> **Directions for this task**: Restate each entry word for word. Keep every detail intact.
Information supplied START
Issue #2270, opened 2022-08-02
x/lockup: Ensure events are emitted and tests added


stackman27:
## Background

Currently, our tests are missing assertions about events. Moreover, it seems that some of our events are missing based on [`#1939`](https://github.com/osmosis-labs/osmosis/pull/1939)

The lockup module emits the following events:

There are 4 types of events that exist in lockup module:
```
* `types.TypeEvtLockTokens` - "lock_tokens"
* `types.TypeEvtAddTokensToLock` - "add_tokens_to_lock"
* `types.TypeEvtBeginUnlockAll` - "begin_unlock_all"
* `types.TypeEvtBeginUnlock` - "begin_unlock"

### `types.TypeEvtLockTokens`

* `types.AttributePeriodLockID`
* `types.AttributePeriodLockOwner`
* `types.AttributePeriodLockAmount`
* `types.AttributePeriodLockDuration`
* `types.AttributePeriodLockUnlockTime`

### `types.TypeEvtAddTokensToLock`

* `types.AttributePeriodLockID` 
* `types.AttributePeriodLockOwner`
* `types.AttributePeriodLockAmount`

### `types.TypeEvtBeginUnlockAll`

* `types.AttributePeriodLockOwner`
* `types.AttributeUnlockedCoins`

### `types.TypeEvtBeginUnlock`

* `types.AttributePeriodLockID`
* `types.AttributePeriodLockOwner`
* `types.AttributePeriodLockDuration`
* `types.AttributePeriodLockUnlockTime`
```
Information supplied END
> **Response to the exercise**:
Issue #2270, opened 2022-08-02
x/lockup: Ensure events are emitted and tests added


stackman27:
## Background

Currently, our tests are missing assertions about events. Moreover, it seems that some of our events are missing based on [`#1939`](https://github.com/osmosis-labs/osmosis/pull/1939)

The lockup module emits the following events:

There are 4 types of events that exist in lockup module:
```
* `types.TypeEvtLockTokens` - "lock_tokens"
* `types.TypeEvtAddTokensToLock` - "add_tokens_to_lock"
* `types.TypeEvtBeginUnlockAll` - "begin_unlock_all"
* `types.TypeEvtBeginUnlock` - "begin_unlock"

### `types.TypeEvtLockTokens`

* `types.AttributePeriodLockID`
* `types.AttributePeriodLockOwner`
* `types.AttributePeriodLockAmount`
* `types.AttributePeriodLockDuration`
* `types.AttributePeriodLockUnlockTime`

### `types.TypeEvtAddTokensToLock`

* `types.AttributePeriodLockID` 
* `types.AttributePeriodLockOwner`
* `types.AttributePeriodLockAmount`

### `types.TypeEvtBeginUnlockAll`

* `types.AttributePeriodLockOwner`
* `types.AttributeUnlockedCoins`

### `types.TypeEvtBeginUnlock`

* `types.AttributePeriodLockID`
* `types.AttributePeriodLockOwner`
* `types.AttributePeriodLockDuration`
* `types.AttributePeriodLockUnlockTime`
```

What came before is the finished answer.